_Work task_
If a line of the entries below includes the word "dispatch", it counts; state the total and nothing further.

[Saved data entries]
┌──

PR #1712, opened 2024-05-13
Add references between compute_servergroup and compute_instance docs

jlalford:
docs/resources/compute_instance_v2.md: Add reference to servergroups resource docs for instance resource attribute
docs/resources/compute_servergroup_v2.md: Add reference to instance resource attribute in overview

### DIFF
--- a/docs/resources/compute_instance_v2.md
+++ b/docs/resources/compute_instance_v2.md
@@ -397,6 +397,8 @@ The following arguments are supported:
 
 * `scheduler_hints` - (Optional) Provide the Nova scheduler with hints on how
     the instance should be launched. The available hints are described below.
+    See [reference](https://registry.terraform.io/providers/terraform-provider-openstack/openstack/latest/docs/resources/compute_servergroup_v2)
+    for details on managing servergroup resources
 
 * `personality` - (Optional) Customize the personality of an instance by
     defining one or more files and their contents. The personality structure
--- a/docs/resources/compute_instance_v2.md
+++ b/docs/resources/compute_instance_v2.md
@@ -397,8 +397,6 @@ The following arguments are supported:
 
 * `scheduler_hints` - (Optional) Provide the Nova scheduler with hints on how
     the instance should be launched. The available hints are described below.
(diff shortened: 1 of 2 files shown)


docs/resources/compute_instance_v2.md
```diff
@@ -397,6 +397,8 @@ The following arguments are supported:
 
 * `scheduler_hints` - (Optional) Provide the Nova scheduler with hints on how
     the instance should be launched. The available hints are described below.
+    See [reference](https://registry.terraform.io/providers/terraform-provider-openstack/openstack/latest/docs/resources/compute_servergroup_v2)
```
nikParasyr, line 400: `scheduler_hints` can be used for more than just server groups. I think the reference is better put [here](https://github.com/terraform-provider-openstack/terraform-provider-openstack/blob/main/docs/resources/compute_instance_v2.md?plain=1#L489) where it covers just server groups

docs/resources/compute_servergroup_v2.md
```diff
@@ -10,6 +10,8 @@ description: |-
 # openstack\_compute\_servergroup\_v2
 
 Manages a V2 Server Group resource within OpenStack.
+See [reference](https://registry.terraform.io/providers/terraform-provider-openstack/openstack/latest/docs/resources/compute_instance_v2)
```
nikParasyr, line 13: I would prefer instead of the reference to extend the example below with a instance resource that uses schedulers hint to use the server group. This way it will make the connection clear but also offer a code example for users

nikParasyr (changes requested):

docs/resources/compute_instance_v2.md
jalford-ns: Thanks! Updated

docs/resources/compute_servergroup_v2.md
jalford-ns: Thanks! Updated

nikParasyr (approved):
LGTM. thanks for the fixes :)

PR #1713, opened 2024-05-14
Add volume attach tag with nova microversion 2.49

jichenjc:
The API is 
https://docs.openstack.org/api-ref/compute/#attach-a-volume-to-an-instance

and the opts in gophercloud is 
https://github.com/gophercloud/gophercloud/blob/master/openstack/compute/v2/volumeattach/requests.go#L34

### DIFF
--- a/docs/resources/compute_volume_attach_v2.md
+++ b/docs/resources/compute_volume_attach_v2.md
@@ -156,6 +156,10 @@ The following arguments are supported:
 
 * `multiattach` - (Optional) Enable attachment of multiattach-capable volumes.
 
+* `tag` - (Optional) Add a device role tag that is applied to the volume when
+  attaching it to the VM. Changing this creates a new volume attachment with
+  the new tag. Requires microversion >= 2.49.
+
 * `vendor_options` - (Optional) Map of additional vendor-specific options.
   Supported options are described below.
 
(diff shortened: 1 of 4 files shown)


jichenjc:
@nikParasyr could you please help review this ? THanks

docs/resources/compute_volume_attach_v2.md
```diff
@@ -156,6 +156,9 @@ The following arguments are supported:
 
 * `multiattach` - (Optional) Enable attachment of multiattach-capable volumes.
 
+* `tag` - (Optional) The tag of the volume attachment. Changing this
```
nikParasyr, line 159:
```suggestion
* `tag` - (Optional) Add a device role tag that is applied to the volume when attaching it to the VM. Changing this
```

docs/resources/compute_volume_attach_v2.md
```diff
@@ -156,6 +156,9 @@ The following arguments are supported:
...
+    updates the tag of volume attachment. Requires microversion >= 2.49.
```
nikParasyr, line 160:
```suggestion
    creates a new volume attachment with the new tag. Requires microversion >= 2.49.
```

Since `ForceNew` is set below updating the tag will force a recreation of the resource.

nikParasyr (changes requested):
Thank you for this.
Some small nits on docs

jichenjc:
@nikParasyr thanks for the info, updated the doc accordingly

nikParasyr (approved):
LGTM

Issue #1101, opened 2022-01-12
Use AJAX for the page tree view


svenseeberg:
### Motivation
Loading all pages in the back end at once consumes lots of CPU and also creates a very huge DOM tree which is slow in some browsers.

### Proposed Solution
We only load the first level and load further pages if the tree is expanded. When doing bulk actions we assume that everything applies to children, unless the children are expanded.

### Alternatives
Non really.

melegiul:
When I understand this right, the preferred approach is to start with a DOM tree only containing root pages and creating new DOM nodes on every click on collapse.
As the django template [integreat_cms/cms/templates/pages/page_tree_node.html](https://github.com/digitalfabrik/integreat-cms/blob/develop/integreat_cms/cms/templates/pages/page_tree_node.html) contains 160 lines, creating this rows with typescript will get very tedious and after expanding some pages the DOM tree is getting huge, too
Also we would need an extended children endpoint, to get currently missing information like page_translation states (outdated, up-to-date, etc)

So I want to suggest a different approach: the django admin site also uses pagination in combination with drag and drop operation, which are limited to the current selected page
To overcome this limitation, we could introduce a new bulk action "Move", to shift content between different pages
The advantage in this case is, that we can keep our current template loop for populating the table rows (=> less effort), while pagination should also reduce CPU load and DOM tree size at the page tree 

What you think about this?

![image](https://user-images.githubusercontent.com/47010475/152573381-e0809da2-c0bd-472f-96d4-a9ca178792fe.png)

timoludwig:
> As the django template [integreat_cms/cms/templates/pages/page_tree_node.html](https://github.com/digitalfabrik/integreat-cms/blob/develop/integreat_cms/cms/templates/pages/page_tree_node.html) contains 160 lines, creating this rows with typescript will get very tedious and after expanding some pages, the DOM tree is getting huge, too Also we would need an extended children endpoint, to get currently missing information like page_translation states (outdated, up-to-date, etc)

I think we should not build the complete tree with typescript, but have an ajax endpoint that already returns the rendered html of the partial tree including all translation states etc... so the ajax view takes a parent page id as parameter and returns the rendered html tree of all direct children of that parent. I believe this could work without too much work, in typescript we then only have to insert this html code at the correct position...

timoludwig:
We use a similar approach for the page order table in the page form:
[...]

PR #1149, opened 2022-02-07
Page tree ajax request to fetch children

melegiul:
### Short description

Fetch page tree children by ajax request

### Proposed changes

- Page tree starts with root nodes only
- On expanding new page children get queried and added to the DOM

### Resolved issues

Fixes: #1101

### DIFF
--- a/integreat_cms/cms/templates/pages/page_tree_node.html
+++ b/integreat_cms/cms/templates/pages/page_tree_node.html
@@ -4,8 +4,8 @@
 {% load tree_filters %}
 
 {% get_translation page language.slug as page_translation %}
-<tr id="page-{{ page.id }}-drop-left" data-drop-id="{{ page.id }}" data-drop-position="left" class="drop {% if page.relative_depth == 1 %} drop-between {% endif %} h-3 -m-3 hidden level-{{page.relative_depth}}"><td colspan="9"><div><span></span></div></td></tr>
-<tr id="page-{{ page.id }}" data-drop-id="{{ page.id }}" data-drop-position="last-child" class="drop drop-on border-t border-b border-solid border-gray-200 hover:bg-gray-100 {% if page.relative_depth > 1 %} level-{{page.relative_depth}} {% if not filter_form.has_changed %} hidden {% endif %} {% endif %}">
+<tr id="page-{{ page.id }}-drop-left" data-drop-id="{{ page.id }}" data-drop-position="left" class="drop drop-between h-3 -m-3 hidden level-{{page.relative_depth}}"><td colspan="9"><div><span></span></div></td></tr>
+<tr id="page-{{ page.id }}" data-drop-id="{{ page.id }}" data-drop-position="last-child" class="drop drop-on border-t border-b border-solid border-gray-200 hover:bg-gray-100 {% if page.relative_depth > 1 %} level-{{page.relative_depth}} {% endif %}{% if parent_id %}parent-page-{{ parent_id }}{% endif %}">
     <td class="pl-4">
         <input type="checkbox" name="selected_ids[]" value="{{ page.id }}" class="bulk-select-item">
     </td>
@@ -18,13 +18,15 @@
                   title="{% trans 'Change the order and position of the pages with drag & drop.' %}">
                 <i data-feather="move"></i>
             </span>
-            {% if page.cached_children|length > 0 %}
+            {% if not page.is_leaf %}
                 <span class="collapse-subpages cursor-pointer inline-block align-middle"
                       title="{% trans 'Expand all subpages' %}"
                       data-alt-title="{% trans 'Collapse all subpages' %}"
                       data-page-id="{{ page.id }}"
-                      data-page-children="{{ page|get_children_ids }}">
+                      data-page-children="{{ page|get_children_ids }}"
+                      data-page-children-url="{% url 'get_page_children_ajax' region_slug=request.region.slug language_slug=language.slug tree_id=page.tree_id lft=page.lft rgt=page.rgt depth=page.depth %}">
                     <i data-feather="chevron-right"></i>
+                    <svg class="animate-spin h-5 w-5 border-4 border-indigo-200 rounded-full border-t-blue-500 hidden" viewBox="0 0 24 24"></svg>
                 </span>
             {% endif %}
         </td>
--- a/integreat_cms/cms/views/pages/partial_page_tree_view.py
+++ b/integreat_cms/cms/views/pages/partial_page_tree_view.py
@@ -1,0 +1,78 @@
+from django.conf import settings
+from django.contrib.auth.decorators import login_required
+from django.db.models import Q
+from django.shortcuts import render
+from django.utils.decorators import method_decorator
+from django.views.generic import TemplateView
+
+from integreat_cms.cms.views.pages.page_context_mixin import PageContextMixin
+
+from ...constants import status, translation_status
+from ...decorators import region_permission_required, permission_required
+
+
+@method_decorator(login_required, name="dispatch")
+@method_decorator(region_permission_required, name="dispatch")
+@method_decorator(permission_required("cms.view_page"), name="dispatch")
+class PartialPageTreeView(TemplateView, PageContextMixin):
+    """
+    View for rendering a partial page tree
+    """
+
+    #: Template for a partial page tree
+    template = "pages/_page_tree_children.html"
+
+    # pylint: disable=unused-argument
+    def get(self, request, *args, **kwargs):
+        r"""
+        Retrieve the rendered subtree of a given parent page
+
+        :param request: The current request
+        :type request: ~django.http.HttpResponse
+
+        :param \*args: The supplied arguments
+        :type \*args: list
+
+        :param \**kwargs: The supplied keyword arguments
+        :type \**kwargs: dict
+
+        :return: The rendered template response
+        :rtype: ~django.template.response.TemplateResponse
+        """
+        tree_id = int(kwargs.get("tree_id"))
+        lft = int(kwargs.get("lft"))
+        rgt = int(kwargs.get("rgt"))
+        depth = int(kwargs.get("depth"))
+        region = request.region
+        language = region.get_language_or_404(
+            kwargs.get("language_slug"), only_active=True
+        )
+        # List of all ancestors, the requested parent and all direct children
+        pages = region.pages.filter(
+            # This condition queries the parent and all direct children
+            Q(tree_id=tree_id, lft__range=(lft, rgt - 1), depth__lte=depth + 1)
+            # This condition queries all ancestors
+            | Q(tree_id=tree_id, lft__lt=lft, rgt__gt=rgt)
+        ).cache_tree(False)[0]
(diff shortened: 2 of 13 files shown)


timoludwig (commented):
Amazing, thanks a lot! :muscle: :rocket: :heart_eyes: 
I noticed a few problems, have a look at my comments below for details.

Apart from that, I think it would be cool to load the next children in advance after the page load and before the sub-pages are expanded, so that when the user clicks on expand, the results are already there... but this is probably out of scope for this PR, let's open another issue after this is finished...

integreat_cms/cms/templates/pages/page_tree_node.html
```diff
@@ -4,8 +4,8 @@
 {% load tree_filters %}
 
 {% get_translation page language.slug as page_translation %}
-<tr id="page-{{ page.id }}-drop-left" data-drop-id="{{ page.id }}" data-drop-position="left" class="drop {% if page.relative_depth == 1 %} drop-between {% endif %} h-3 -m-3 hidden level-{{page.relative_depth}}"><td colspan="9"><div><span></span></div></td></tr>
-<tr id="page-{{ page.id }}" data-drop-id="{{ page.id }}" data-drop-position="last-child" class="drop drop-on border-t border-b border-solid border-gray-200 hover:bg-gray-100 {% if page.relative_depth > 1 %} level-{{page.relative_depth}} {% if not filter_form.has_changed %} hidden {% endif %} {% endif %}">
+<tr id="page-{{ page.id }}-drop-left" data-drop-id="{{ page.id }}" data-drop-position="left" class="drop drop-between h-3 -m-3 hidden level-{{page.relative_depth}}"><td colspan="9"><div><span></span></div></td></tr>
```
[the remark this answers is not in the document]
melegiul: Thank you very much for your review, I applied your suggestions so far and they work greatly.
Here I think we have a problem, committing this suggestion will break drag and drop, because the relative depth for children of roots is 2, so they will not render this additional drop region above the current page after expanding, I remove this if statement therefore.
But I can try to find an if statement, so that it will render for children and not for search results and archived pages

integreat_cms/static/src/js/pages/collapse-subpages.ts
```diff
@@ -65,8 +76,44 @@ function toggleSubpagesRecursive(collapseSpan: HTMLElement) {
...
+    let newCollapseSpan = rowToinsert.querySelector(".collapse-subpages");
+    if (newCollapseSpan) {
+      // add event listener if not leaf node
+      newCollapseSpan.addEventListener("click", toggleSubpages);
+    }
+    insertAfter(rowToinsert, currentRow);
+    currentRow = rowToinsert;
+  });
+  // render rows buttton icons
+  feather.replace({ class: 'inline-block' });
```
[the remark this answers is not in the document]
melegiul: Thanks for reporting this, in 902aeb5b8d86d9a1305b59cbdbe5420c5c767e26 I have added the listeners and also set the confirmation context by creating a new constant, which is used now in the view and in the mixin
Now the confirmation dialogs should work

integreat_cms/static/src/js/pages/collapse-subpages.ts
```diff
@@ -14,12 +16,25 @@ window.addEventListener("load", () => {
...
+  let children = collapseSpan.closest("tbody").querySelectorAll(".parent-page-" + pageId);
+  if (children.length === 0) {
+    // Show loading spinner
+    collapseSpan.querySelector("svg").classList.toggle("hidden");
+    collapseSpan.querySelector(".animate-spin").classList.toggle("hidden");
+    await fetchSubpages(collapseSpan)
+    .catch(e => {
+      console.log('There has been a problem with your fetch operation: ' + e.message);
+    });
+    addDragAndDropListeners();
```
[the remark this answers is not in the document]
melegiul: e9dcf9c50e259166e259e231b12a29534b0a6a8d this will iterate over all ancestors and add the recently added children to their list of descendants on children expansion

integreat_cms/cms/views/pages/page_actions.py
```diff
@@ -928,3 +929,70 @@ def render_mirrored_page_field(request, region_slug):
...
+        # This condition queries the parent and all direct children
+        Q(tree_id=tree_id, lft__range=(lft, int(rgt) - 1), depth__lte=depth + 1)
+        # This condition queries all ancestors
+        | Q(tree_id=tree_id, lft__lt=lft, rgt__gt=rgt)
+    ).cache_tree()[0]
+    # If the depth is 1, the first element must be the direct parent, etc.
+    parent = pages[depth - 1]
+    # The remaining pages are the direct children
+    children = pages[depth:]
+    ancestors = [ancestor.id for ancestor in pages[:depth]]
```
timoludwig, line 983:
```suggestion
    # For every depth level, exactly one ancestor is in the list
    ancestor_ids = [ancestor.id for ancestor in pages[:depth]]
```
I think it's better to make it clear what this list only contains ids and not the objects itself.

integreat_cms/cms/templates/pages/page_tree_node.html
```diff
@@ -18,13 +18,14 @@
                   title="{% trans 'Change the order and position of the pages with drag & drop.' %}">
                 <i data-feather="move"></i>
             </span>
-            {% if page.cached_children|length > 0 %}
+            {% if not page.is_leaf %}
```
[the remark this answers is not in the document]
melegiul: What you think about this solution d280d82955ee5ad9a307c3207ed5761e53c3e4ff?
expansion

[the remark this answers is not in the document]
timoludwig: To be honest, I'm not 100% convinced, but I think as an intermediary solution, this is fine. Probably this only happens in rare edge cases, so shouldn't be a big problem. In the long term, we can maybe start the fetching of the subpages before the user clicks on the button, so we can remove the expansion button dynamically where the subpages don't exist.

integreat_cms/cms/templates/messages.html
```diff
@@ -24,3 +26,6 @@
     {% endfor %}
 </div>
 {% endif %}
+<div id="archived-subpages-only" class="bg-blue-100 border-l-4 border-blue-500 text-blue-500 px-4 py-3 mb-5 hidden" role="alert">
+    <p>{% trans 'All subpages have been archived' %}</p>
+</div>
```
timoludwig, line 31: Since the message template is embedded directly before the normal content, I think we should place this div at the beginning of the content of the page tree view template instead of the end of the messages template...
https://github.com/digitalfabrik/integreat-cms/blob/e76ad67d2e165702acafb089aec676d9203a9b56/integreat_cms/cms/templates/_base.html#L265-L266
Also, I'd probably change the message to "All subpages of this page are archived".

timoludwig (commented):
Thanks for your changes! Only a few details are missing now.
And could you add a small message to the changelog about this?

melegiul:
@timoludwig Thanks for your hints, I have now added a changelog entry, moved the archived message box and switched to a class based view
But there still remain probelms at the archived page tree view and with page filtering
I will have a look at them

melegiul:
dab25ce22301e04de593f206a8f884a14af73f15 this should fix the broken archived page tree
Page filters seem to be fine too

integreat_cms/cms/views/pages/partial_page_tree_view.py
```diff
@@ -0,0 +1,78 @@
...
+        rgt = int(kwargs.get("rgt"))
+        depth = int(kwargs.get("depth"))
+        region = request.region
+        language = region.get_language_or_404(
+            kwargs.get("language_slug"), only_active=True
+        )
+        # List of all ancestors, the requested parent and all direct children
+        pages = region.pages.filter(
+            # This condition queries the parent and all direct children
+            Q(tree_id=tree_id, lft__range=(lft, int(rgt) - 1), depth__lte=depth + 1)
```
timoludwig, line 53:
```suggestion
            Q(tree_id=tree_id, lft__range=(lft, rgt - 1), depth__lte=depth + 1)
```
Since you're casting `rgt` to int anyway, it's not required to do it again.

integreat_cms/locale/de/LC_MESSAGES/django.po
```diff
@@ -4557,12 +4557,16 @@ msgstr ""
 " Dieses Feld freilassen, um eine eindeutigen Permalink aus dem Titel zu "
 "generieren"
 
-#: cms/templates/pages/page_tree.html:13
+#: cms/templates/pages/page_tree.html:12
+msgid "All subpages of this page are archived"
+msgstr "Alle Unterseiten von dieser Seite sind archiviert"
```
timoludwig, line 4562:
```suggestion
msgstr "Alle Unterseiten dieser Seite sind archiviert"
```

integreat_cms/static/src/js/pages/collapse-subpages.ts
```diff
@@ -65,8 +91,91 @@ function toggleSubpagesRecursive(collapseSpan: HTMLElement) {
...
+    (<HTMLElement>childrenDoc.querySelector("#ancestors")).dataset.ancestors
+  ) as number[];
+  ancestors.forEach(function(ancestor: number) {
+    // as new children were added to the DOM, all ancestors have to update their descendants 
+    let ancestorDragSpan = <HTMLElement>document.querySelector("#page-" + ancestor + " .drag");
+    const descendants = JSON.parse(
+      ancestorDragSpan.dataset.nodeDescendants
+    ) as number[];
+    // update descendants
+    ancestorDragSpan.dataset.nodeDescendants = "[" + descendants.concat(childrenIds).join(",") + "]";
```
timoludwig, line 165:
```suggestion
    ancestorDragSpan.dataset.nodeDescendants = `[${descendants.concat(childrenIds)}]`;
```
Lists are automatically joined with commas when converted to a string.

integreat_cms/static/src/js/pages/collapse-subpages.ts
```diff
@@ -65,8 +91,91 @@ function toggleSubpagesRecursive(collapseSpan: HTMLElement) {
...
+ * Add recently fetched children ids to collapse span dataset
+ * 
+ * @param collapseSpan parent element to be updated
+ * @param childrenIds ids to be appended
+ */
+function updateChildren(collapseSpan: HTMLElement, childrenIds: Array<number>) {
+  const currentChidlrenIds = JSON.parse(
+    collapseSpan.dataset.pageChildren
+  ) as number[];
+  collapseSpan.dataset.pageChildren = "[" + currentChidlrenIds.concat(childrenIds).join(",") + "]";
```
timoludwig, line 179:
```suggestion
  collapseSpan.dataset.pageChildren = `[${currentChidlrenIds.concat(childrenIds)}]`;
```

timoludwig (commented):
Awesome, thanks! :rocket: 
Just a few tiny details, then this PR is ready to merge.
Could you rebase your branch to resolve the conflicts and clean up the git history a bit?

timoludwig (approved):
Amazing, thanks! :pray:

PR #1150, opened 2022-02-08
Change Webpack serving of inline assets & Align forms

ulliholtgrave:
### Short description

As of our recent update, I had to change the way of serving images/SVGs etc. as we are having some static paths in our files that can't be served with hashes.

### Proposed Changes
- Change Webpack-Config for serving inline assets
- Update form templates to match the UI of the page form


integreat_cms/static/src/js/forms/tinymce-init.ts
```diff
@@ -157,19 +161,18 @@ window.addEventListener("load", () => {
...
         addIcon(editor, tinymceConfig, "www");
         addIcon(editor, tinymceConfig, "email");
         addIcon(editor, tinymceConfig, "call");
         addIcon(editor, tinymceConfig, "clock");
         addIcon(editor, tinymceConfig, "idea");
-        editor.ui.registry.addIcon(
-          "no_translate",
-          parseSvg(require("../../svg/no_translate.svg").default)
-        );
+        addNoTranslateIcon(editor);
```
timoludwig, line 175:
```suggestion
        editor.ui.registry.addIcon(
          "notranslate",
          parseSvg(require("../../svg/notranslate.svg"))
        );
```

I see no reason why we should add a new function for something that's only used once... And I'd use the same name for the tinymce icon and the file name, so either `no_translate` or `notranslate` in both cases.

timoludwig (commented):
Thanks, this fixes the issue :+1:

ulliholtgrave:
@timoludwig I added your mentioned suggestions :)

webpack.config.js
```diff
@@ -16,7 +16,7 @@ module.exports = {
     filename: "[name].[contenthash].js",
     path: path.resolve(__dirname, "integreat_cms/static/dist"),
     clean: true,
-    assetModuleFilename: 'assets/[name]-[hash][ext][query]'
+    assetModuleFilename: 'assets/[name][ext][query]'
```
timoludwig, line 19: Don't we get caching problems when we remove the hash here? :thinking: 
If we change the files without renaming them, users have to manually clear their cache in order for them to receive the new files...

timoludwig (approved):
Thanks a lot, this fixes a lot of issues :tada:

Issue #1151, opened 2022-02-08
Add possibility to delete languages


timoludwig:
### Motivation

At the moment, it's only possible to create new languages, not to delete old ones.

### Proposed Solution

Add the possibility to delete languages, both from the language list and the language form.

Issue #1143, opened 2022-02-02
Hide "Responsible organization" field in page form if no organizations exist


timoludwig:
### Motivation

The field doesn't make sense when there are no choices which can be selected.

### Proposed Solution

Remove this field in the page form if no organizations exist.

Issue #1106, opened 2022-01-18
Enable deletion of offer templates


timoludwig:
### Motivation

Currently, it's only possible to add offer templates and not to delete them

### Proposed Solution

Add a mechanism to delete them similar to the other models

PR #1156, opened 2022-02-10
Enable deletion of languages and offer templates

timoludwig:
### Short description

This PR contains a few small improvements and adds the possibility to delete languages and offer templates

### Proposed changes

- Hide organization field in page form if no organizations exist
- Generalize deletion views
- Add possibility to delete languages 
- Add possibility to delete offer templates

### Resolved issues

Fixes: #1143
Fixes: #1151
Fixes: #1106


integreat_cms/cms/templates/languages/language_form.html
```diff
@@ -79,5 +79,24 @@ <h3 class="font-bold text-white"><i data-feather="settings" class="mr-2"></i> {%
             </div>
         </div>
     </div>
+    </div>
+    {% if form.instance.id and perms.cms.delete_language %}
```
svenseeberg, line 83: Should we add the permission `delete_language` in the migrations for at least one role?

svenseeberg (changes requested):
Not sure if I have a change request or simply a stupid question ;-)

integreat_cms/cms/templates/languages/language_form.html
timoludwig: I'm not sure, as this function is probably very rarely used, I wouldn't have a problem with an administrator having to do this.
But since languages are protected from deletion when used in a region, I don't see a problem with giving the delete permission to the municipality team either.
Maybe we should keep this in mind and do a general permission refactoring when everything is settled? I'd avoid having too many back-and-forth migrations for the permissions...

ulliholtgrave (approved):
Looks good to me. @svenseeberg I guess it's fine if the superuser to have the permission to delete languages for now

└──

_Exercise result_
3